# Applying Inverse Function Theorem to open set $A$ to prove $f^{-1}:f(A) \to A$ is a differentiable map

This is the first question in Spivak's Calculus on Manifolds from the chapter on the Inverse Function Theorem.

Problem 2-36. * Let $A \subset \mathbb{R}^n$ be an open set and $f : A \to \mathbb{R}^n$ a continuously differentiable $1$-$1$ function such that $\det f'(x) \neq 0$ for all $x$. Show that $f(A)$ is an open set and $f^{-1} : f(A) \to A$ is differentiable. Show also that $f(B)$ is open for any open set $B \subset A$.

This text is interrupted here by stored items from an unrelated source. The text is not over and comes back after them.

Issue #944, opened 2016-12-16
failures in QueueListener should not be fatal. 


MikeStall:
Failure to renew the queue message is critical, but failures in the Queue Listener (such as checking queue existence or calling GetMessage) should not be fatal.  Swallow the exception and retry. 

This happens in high load when a network call fails. Currently this brings down the process unnecessarily; instead, we can be a bit more resilient. 

[...]

PR #1127, opened 2017-04-27
Make QueueListener more resilient to transient errors (#944)

mathewc:
Fix for https://github.com/Azure/azure-webjobs-sdk/issues/944. This came up recently in a customer CRI (ICM #36139927). In that case, network latencies and other errors were causing the queue existence check to fail with a transient 503. I'm moving that check into our existing exception handling block.

### DIFF
--- a/src/Microsoft.Azure.WebJobs.Host/Queues/Listeners/QueueListener.cs
+++ b/src/Microsoft.Azure.WebJobs.Host/Queues/Listeners/QueueListener.cs
@@ -142,15 +142,15 @@ namespace Microsoft.Azure.WebJobs.Host.Queues.Listeners
                 _stopWaitingTaskSource = new TaskCompletionSource<object>();
             }
 
-            if (!await _queue.ExistsAsync(cancellationToken))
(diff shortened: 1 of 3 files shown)


src/Microsoft.Azure.WebJobs.Host/Queues/Listeners/QueueListener.cs
```diff
@@ -142,15 +142,15 @@ public void Dispose()
...
-            if (!await _queue.ExistsAsync(cancellationToken))
-            {
-                // Back off when no message is available.
-                return CreateBackoffResult();
-            }
-
             IEnumerable<IStorageQueueMessage> batch;
             try
             {
+                if (!await _queue.ExistsAsync(cancellationToken))
```
mathewc: Actually looking at this code more, I don't see why we even have the overhead of a secondary existence check here. We have handling below for "queue not found" so I think we can just rely on that handling (optimistic) and save a network round trip.

mathewc:
Merged

PR #1132, opened 2017-05-01
[AppInsights]: improving Dispose() paths; simplifying ITelemetryClientFactory

brettsam:


src/Microsoft.Azure.WebJobs.Host/Loggers/Logger/ApplicationInsights/ApplicationInsightsLoggerProvider.cs
```diff
@@ -13,22 +13,47 @@ internal class ApplicationInsightsLoggerProvider : ILoggerProvider
...
+
+                if (_client != null)
+                {
+                    try
+                    {
+                        _client.Flush();
+
+                        // This sleep isn't ideal, but the flush is async so it's the best we have right now. This is
+                        // being tracked at https://github.com/Microsoft/ApplicationInsights-dotnet/issues/407
+                        Thread.Sleep(2000);
```
brettsam: Thoughts on this?

src/Microsoft.Azure.WebJobs.Host/Loggers/Logger/ApplicationInsights/DefaultTelemetryClientFactory.cs
```diff
@@ -59,31 +78,50 @@ internal static string GetAssemblyFileVersion(Assembly assembly)
...
             return config;
         }
 
+        /// <summary>
+        /// Creates the <see cref="ITelemetryChannel"/> to be used by the <see cref="TelemetryClient"/>. If this channel
+        /// implements <see cref="ITelemetryModule"/> as well, <see cref="ITelemetryModule.Initialize(TelemetryConfiguration)"/> will
+        /// automatically be called.
+        /// </summary>
+        /// <returns>The <see cref="ITelemetryChannel"/></returns>
+        protected virtual ITelemetryChannel CreateTelemetryChannel()
```
brettsam: FYI -- this will be used by Script.

src/Microsoft.Azure.WebJobs.Host/Loggers/Logger/ApplicationInsights/DefaultTelemetryClientFactory.cs
```diff
@@ -92,5 +130,31 @@ internal static void AddInitializers(TelemetryConfiguration config)
...
+        /// Disposes the instance.
+        /// </summary>
+        /// <param name="disposing"></param>
+        protected virtual void Dispose(bool disposing)
+        {
+            if (disposing && !_disposed)
+            {
+                // TelemetryConfiguration.Dispose will dispose the Channel and the TelemetryProcessors
+                // registered with the TelemetryProcessorChainBuilder.
+                _config.Dispose();
```
mamaso: make these `?.Dispose` to help avoid issues with derived classes (these should override dispose anyway but..)

src/Microsoft.Azure.WebJobs.Host/Loggers/Logger/ApplicationInsights/ApplicationInsightsLoggerProvider.cs
mamaso: Do we definitely have data loss without the sleep? Have you tried different values?

brettsam: Well, in testing E2E I see data loss without it. The TelemetryChannel we're using caches to the local file system so that anything it missed should eventually be sent. However, it'd be nicer if we didn't have to restart the process to pick it back up.

The Channel fires up a separate thread to send the data and we never see it. The suggestion to guarantee delivery was to wait a full minute, but that's not really reasonable in a shutdown path like this. In my experience, I was seeing my data come through with a two-second wait, but a one-second wait was not enough. I'd also be willing to go longer, but it'll apply to every host shutdown and still not even be guaranteed.

As you can see from the linked issue, others have this problem as well. As soon as there's a fix available, we can swap to use it.

src/Microsoft.Azure.WebJobs.Host/Loggers/Logger/ApplicationInsights/DefaultTelemetryClientFactory.cs
brettsam: Yeah good call.

Issue #1129, opened 2017-04-27
Extensions shouldn't need to depend on all the AppInsights dependencies


MikeStall:
With AppInsights, the SDK needs the ILogger interface, but that shouldn't pull in the rest of the AppInsights dependencies:
The problem is that these new dependencies get pushed to every single extension. 

We should minimize SDK dependencies. In this case, the AI dependencies could be in the existing WebJobs.Logging  package or in Script. 

  <package id="Microsoft.ApplicationInsights.Agent.Intercept" version="2.0.7" targetFramework="net46" />
  <package id="Microsoft.ApplicationInsights.DependencyCollector" version="2.3.0" targetFramework="net46" />
  <package id="Microsoft.ApplicationInsights.PerfCounterCollector" version="2.3.0" targetFramework="net46" />
  <package id="Microsoft.ApplicationInsights.WindowsServer" version="2.3.0" targetFramework="net46" />
  <package id="Microsoft.ApplicationInsights.WindowsServer.TelemetryChannel" version="2.3.0" targetFramework="net46" />

brettsam:
I'm working on this now -- I'm pulling it into it's own new package `WebJobs.Logging.ApplicationInsights`. I first attempted to do this with the existing Logging package, but since it requires ILogger, all of those dependencies flowed to the Dashboard as well.

PR #1133, opened 2017-05-02
[AppInsights] Moving to separate package

brettsam:
Moving all Application Insights usage to a new package: `Microsoft.Azure.WebJobs.Logging.ApplicationInsights`. This removes the direct dependency on AI, which means Extensions don't need to know about it.

Addresses #1129.


src/Microsoft.Azure.WebJobs.Host/Loggers/Logger/Constants/LoggingKeys.cs
```diff
@@ -1,32 +1,101 @@
...
+using Microsoft.Extensions.Logging;
+
 namespace Microsoft.Azure.WebJobs.Host.Loggers
 {
-    internal static class LoggingKeys
+    /// <summary>
+    /// Keys used by the <see cref="ILogger"/> infrastructure.
+    /// </summary>
+    public static class LoggingKeys
     {
```
brettsam: Had to make these public. These could be useful to other ILoggers as well that plug into us. 

However, I could also just share the code file between the two and keep these internal. Thoughts?

FYI -- I'll fill in the descriptions.

src/Microsoft.Azure.WebJobs.Host/Loggers/Logger/Constants/ScopeKeys.cs
```diff
@@ -3,19 +3,19 @@
 
 namespace Microsoft.Azure.WebJobs.Host.Loggers
```
mathewc: Seems like the namespace should be Microsoft.Azure.WebJobs.Logging. That's the default namespace for the logging assembly

src/Microsoft.Azure.WebJobs.Logging.ApplicationInsights/Constants/ApplicationInsightsScopeKeys.cs
```diff
@@ -0,0 +1,18 @@
+﻿// Copyright (c) .NET Foundation. All rights reserved.
+// Licensed under the MIT License. See License.txt in the project root for license information.
+
+namespace Microsoft.Azure.WebJobs.Host.Loggers
```
mathewc: Can you check/fix all the namespaces? I think you want to use the default namespace for your package: Microsoft.Azure.WebJobs.Logging.ApplicationInsights

src/Microsoft.Azure.WebJobs.Host/Loggers/Logger/Constants/LoggingKeys.cs
```diff
@@ -1,32 +1,101 @@
...
-        // These are publicly visible as property names or prefixes
+        /// <summary>
+        /// </summary>
         public const string FullName = "FullName";
+
+        /// <summary>
```
fabiocav: Can we add the required suppressions so we don't have these empty summaries?

src/Microsoft.Azure.WebJobs.Logging.ApplicationInsights.NuGet/WebJobs.Logging.ApplicationInsights.nuspec
```diff
@@ -0,0 +1,21 @@
...
+    <copyright>&#169; Microsoft Corporation. All rights reserved.</copyright>
+    <summary>Microsoft.Azure.WebJobs.Logging.ApplicationInsights is a library for writing WebJobs logs with ILogger and Application Insights.</summary>
+    <description>This package contains the runtime assemblies for Microsoft.Azure.WebJobs.Logging.ApplicationInsights. For more information, please visit http://go.microsoft.com/fwlink/?LinkID=320971</description>
+    <language>en-US</language>
+    <projectUrl>http://go.microsoft.com/fwlink/?LinkID=320972</projectUrl>
+    <licenseUrl>$PackageEULA$</licenseUrl>
+    <requireLicenseAcceptance>true</requireLicenseAcceptance>
+    <tags>Microsoft Azure WebJobs Jobs Logging Application Insights windowsazureofficial Web</tags>
+    <dependencies>
+      <dependency id="Microsoft.Azure.WebJobs" version="[$WebJobsPackageVersion$]" />
```
fabiocav: Are these all the nugets this depends on here? I guess `Microsoft.ApplicationInsights.WindowsServer` will pull the other AI packages, but if there are explicit dependencies, it would probably be good to have them here (JSON.NET, other AI packages?)

src/Microsoft.Azure.WebJobs.Logging.ApplicationInsights/Properties/AssemblyInfo.cs
```diff
@@ -0,0 +1,31 @@
...
+//      Major Version
+//      Minor Version
+//      Build Number
+//      Revision
+//
+// You can specify all the values or you can default the Build and Revision Numbers
+// by using the '*' as shown below:
+// [assembly: AssemblyVersion("1.0.*")]
+[assembly: AssemblyVersion("2.0.0.0")]
+[assembly: AssemblyFileVersion("2.0.0.0")]
```
fabiocav: Do we want this assembly to start at 2.0?

src/Microsoft.Azure.WebJobs.Host/Loggers/Logger/Constants/LoggingKeys.cs
fabiocav: Or, you know, document them :)

brettsam: I commented above that they were coming -- but then I forgot them :-) 

I've already got a change coming with namespace updates recommended by @mathewc and I've filled these in as well.

src/Microsoft.Azure.WebJobs.Logging.ApplicationInsights/Properties/AssemblyInfo.cs
brettsam: I thought it may be confusing to have one assembly starting at 1.0.0.0 -- but I'd be open to it. @mathewc, any thoughts?

brettsam: ... to expand on that thought. Whenever I'm grabbing a 1.x of an assembly that relies on a 2.x of an assembly within the same package namespace, I tend to think I'm missing an update somewhere. It feels nicer to me (even though it's not accurate) to have them match when they're coming from the same build.

src/Microsoft.Azure.WebJobs.Logging.ApplicationInsights.NuGet/WebJobs.Logging.ApplicationInsights.nuspec
brettsam: All of our AI references come as dependencies from that one reference. All the others -- JSON, etc all come as a dependency on WebJobs.

PR #1141, opened 2017-05-10
fixing issues with Storage SDK 8.x

### LINKED ISSUE #985: WebJobs V1.1.2 fails to remove poison messages from queue with V8.0.1 of Storage
When using V8.0.1 of WindowsAzure.Storage V1.1.2 of WebJobs fail to remove poison messages from the queue. It copies the message to the poison queue but leaves the original message in the queue. The bad message gets processed again after the sleep timeout and generates another poison message. This goes on indefinitely.

This does not happen with Storage <= 7.1.2 for V1.1.2 of WebJobs.

#### Repro steps

Create a WebJob project using V1.1.2 of WebJobs and V7.1.2 of WindowsAzure.Storage

1. Create a queue handling function that raises an error when processing a message:

            public static async Task ProcessQueueMessage1([QueueTrigger("queue1")] string message,
            [Queue("queue2")] IAsyncCollector<string> queue2,
            TextWriter log)
            {
                try
                {
                    Task.Delay(10000).Wait();

                    log.WriteLine($"Queue1: {message}");

                    await queue2.AddAsync("Message for queue2");
                    throw new InvalidOperationException("Queue1 error.");
                }
                catch (Exception ex)
                {
                    log.WriteLine(ex.Message);
                    throw;
                }
            }

2. Add any message to a Queue named **queue1**.

3. The message will be added to the **queue1-poison** queue and removed from queue1.

4. Update the WindowsAzure.Storage package to 8.0.1

5. Republish the WebJob project

6. Add a message to **queue1**.

7. The message will be added to the **queue1-poison** queue and remain hidden in **queue1**.

8. After 10 minutes (the sleep timeout) a new poison message will be added and the message will remain in **queue1**. This goes on indefinitely.

#### Expected behavior

The poison message should be removed from **queue1** after it has been initially added to **queue1-poison** queue.

#### Actual behavior

The poison message is never removed from **queue1**

#### Known workarounds

Use version 7.1.2 or less of WindowsAzure.Storage.

brettsam:
Resolves #985

This re-sets the changed properties on a `CloudQueueMessage` after we pass it to a method that may be out of our control.

I ran all tests on 7.2.1 and 8.1.1 and they passed on both.


src/Microsoft.Azure.WebJobs.Host/PropertyHelper.cs
```diff
@@ -1,230 +1,526 @@
...
+using System.Diagnostics;
 using System.Linq;
 using System.Reflection;
 
 namespace Microsoft.Azure.WebJobs.Host
 {
-    /// <summary>
-    /// Class used to facilitate reflection operations.
-    /// </summary>
+    // Original code here: https://github.com/aspnet/Common/blob/dev/shared/Microsoft.Extensions.PropertyHelper.Sources/PropertyHelper.cs
```
brettsam: I've refreshed this file from the source. The version we had didn't have a way to set values.

test/Microsoft.Azure.WebJobs.Host.FunctionalTests/Queues/QueueListenerTests.cs
```diff
@@ -0,0 +1,233 @@
...
+    {
+        public QueueListenerTests(TestFixture fixture)
+        {
+            Fixture = fixture;
+        }
+
+        public TestFixture Fixture { get; set; }
+
+        [Fact]
+        public async Task UpdatedQueueMessage_RetainsOriginalProperties()
```
brettsam: A big test that makes sure we pass the original values to each overloaded method.

src/Microsoft.Azure.WebJobs.Host/Extensions/CloudQueueMessageExtensions.cs
```diff
@@ -0,0 +1,37 @@
...
+    {
+        /// <summary>
+        /// Overwrites the message's properties with the specified values.
+        /// </summary>
+        public static void SetProperties(this CloudQueueMessage message, string id, string popReceipt, DateTimeOffset? insertionTime,
+            DateTimeOffset? nextVisibleTime, DateTimeOffset? expirationTime)
+        {
+            IReadOnlyList<PropertyHelper> messageProperties = PropertyHelper.GetProperties(typeof(CloudQueueMessage));
+
+            PropertyHelper idProp = messageProperties.Single(p => p.Name == nameof(CloudQueueMessage.Id));
```
mathewc: Can these be initialized/cached statically?

src/Microsoft.Azure.WebJobs.Host/PropertyHelper.cs
mathewc: I had already pulled a copy into the Script repo and added set capabilities because they were lacking. Likely that version from script would work here as well. Your call. Benefit would be that we're using the same code, and perhaps could end up making it public in SDK so we can share (TBD).

src/Microsoft.Azure.WebJobs.Host/Queues/Listeners/QueueListener.cs
```diff
@@ -244,13 +244,23 @@ private TaskSeriesCommandResult CreateSucceededResult()
...
+            DateTimeOffset? expirationTime = message.ExpirationTime;
+
             try
             {
                 if (!await _queueProcessor.BeginProcessingMessageAsync(message.SdkObject, cancellationToken))
                 {
                     return;
                 }
 
+                message.SdkObject.SetProperties(id, popReceipt, insertionTime, nextVisibleTime, expirationTime);
```
mathewc: I wonder if we shouldn't just scope this to CopyMessageToPoisonQueue below to minimize impact. I know you've done this for completeness, but I think we'd be fine just scoping the fix to that?

src/Microsoft.Azure.WebJobs.Host/Queues/QueueProcessor.cs
```diff
@@ -119,6 +127,9 @@ public QueueProcessor(QueueProcessorFactoryContext context)
                 if (message.DequeueCount >= MaxDequeueCount)
                 {
                     await CopyMessageToPoisonQueueAsync(message, _poisonQueue, cancellationToken);
+
+                    message.SetProperties(id, popReceipt, insertionTime, nextVisibleTime, expirationTime);
```
mathewc: Can we put a simple conditional around this so we only do these updates if the pop receipt (and/or other values) have changed? That would keep this scoped to only scenarios where people are using 8.x, minimizing the chances of breaking changes or odd behaviors. Another possibility could be to make it conditional on the Azure SDK version.

mathewc: Also, can you comment the code with a TEMP that points to an issue in our repo tracking addressing this once we get Clone and move to 8.x (our next major version)?

src/Microsoft.Azure.WebJobs.Host/Extensions/CloudQueueMessageExtensions.cs
brettsam: Yeah good call. In the next update.

src/Microsoft.Azure.WebJobs.Host/Queues/QueueProcessor.cs
brettsam: I've built the conditional into SetProperties in my next update. It'll only update values if they've changed.

src/Microsoft.Azure.WebJobs.Host/PropertyHelper.cs
brettsam: I've grabbed the one from Script now.

src/Microsoft.Azure.WebJobs.Host/Queues/Listeners/QueueListener.cs
brettsam: It was difference between 1 and 3 updates, and I decided to go for completeness. I don't know what people may be doing from within their custom QueueProcessors and I'd rather not break things when we have a way to keep the existing behavior with 2 extra lines of code. I find it hard to explain "your Id and PopReceipt may have changed in these calls, but we'll reset it in this one".

src/Microsoft.Azure.WebJobs.Host/Extensions/CloudQueueMessageExtensions.cs
```diff
@@ -0,0 +1,61 @@
...
+            _popReceiptProp = messageProperties.Single(p => p.Name == nameof(CloudQueueMessage.PopReceipt));
+            _insertionTimeProp = messageProperties.SingleOrDefault(p => p.Name == nameof(CloudQueueMessage.InsertionTime));
+            _nextVisibleTimeProp = messageProperties.SingleOrDefault(p => p.Name == nameof(CloudQueueMessage.NextVisibleTime));
+            _expirationTimeProp = messageProperties.SingleOrDefault(p => p.Name == nameof(CloudQueueMessage.ExpirationTime));
+        }
+
+        /// <summary>
+        /// Overwrites the message's properties with the specified values, if different.
+        /// </summary>
+        public static void SetProperties(this CloudQueueMessage message, string id, string popReceipt, DateTimeOffset? insertionTime,
```
mathewc: nit: now that this is conditional, I'd rename to UpdateChangedProperties or something

mathewc (approved):

test/Microsoft.Azure.WebJobs.Host.FunctionalTests/WebJobs.Host.FunctionalTests.csproj
```diff
@@ -168,7 +169,6 @@
     </Reference>
     <Reference Include="Microsoft.WindowsAzure.Storage, Version=7.2.1.0, Culture=neutral, PublicKeyToken=31bf3856ad364e35, processorArchitecture=MSIL">
       <HintPath>..\..\packages\WindowsAzure.Storage.7.2.1\lib\net40\Microsoft.WindowsAzure.Storage.dll</HintPath>
-      <Private>True</Private>
```
erikbra: I might be missing a bit of context, but since this fix is supposed to provide WindowsAzure.Storage 8.x compatibility, is it a good idea to test against WindowsAzure.Storage 7.2.1.0 with CopyLocal = true?

gruckion:
Azure webjob not appearing to respect MaxDequeueCount property #1045. Still having issues with this in 2019. This fix doesn't appear to have gone in. We are using Umbraco CMS version 7 which uses;

https://www.nuget.org/packages/UmbracoFileSystemProviders.Azure

So we cannot even downgrade to WindowsAzure.Storage version 7.2.1;

https://www.nuget.org/packages/WindowsAzure.Storage/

To prove that $f^{-1}:f(A) \to A$ is differentiable, I began by applying the Inverse Function Theorem to some $x\in A$, which gives an inverse function from some subset of $f(A)$, lets call it $W_{f(x)}$ to a subset of $A$, called $V_x$, thus giving $f^{-1}:W_{f(x)} \to V_x$ as a differentiable map. How then is $f^{-1}:f(A) \to A$ differentiable? Do I generate inverse functions for each $y\in f(A)$ and define $f^{-1}:f(A) \to A$ as a piecewise function such that $f^{-1}:W_{f(x_1)} \to V_{x_1}$ is the function that applies when we are mapping an element that's contained in $W_{f(x_1)}$? Or, do I just need one of the differentiable maps $f^{-1}:W_{f(x)} \to V_x$ to prove this?

Thanks in advance.

• If $f$ is locally invertible, that means it is locally an open map. Use that $f(\cup A_\alpha) = \cup f(A_\alpha).$ – Will M. Jun 12 '18 at 22:52
• $f^{-1} : f(A) \to A$ is differentiable at every $f(x) \in f(A)$ since we have neighbourhood $W_{f(x)}$ such that $f^{-1}|_{W_{f(x)}} : W_{f(x)} \to V_{x}$ is differentiable at every point in $W_{f(x)}$. – kelvinn aja Jun 13 '18 at 1:43
• @Sou Thanks! that clears it up – john fowles Jun 13 '18 at 14:26

## 1 Answer

From the comments above.

The function $f^{-1} : f(A) \to A$ is said to be differentiable if it is differentiable at each point in the domain, that is, at each $f(x) \in f(A)$. Since for each point we have a neighbourhood $W_{f(x)} \subseteq f(A)$ of $f(x)$ and a neighbourhood $V_x \subseteq A$ of $x$ such that $$f^{-1}|_{W_{f(x)}} : W_{f(x)} \to V_x$$ is differentiable, we have shown that $f^{-1} : f(A) \to A$ is differentiable.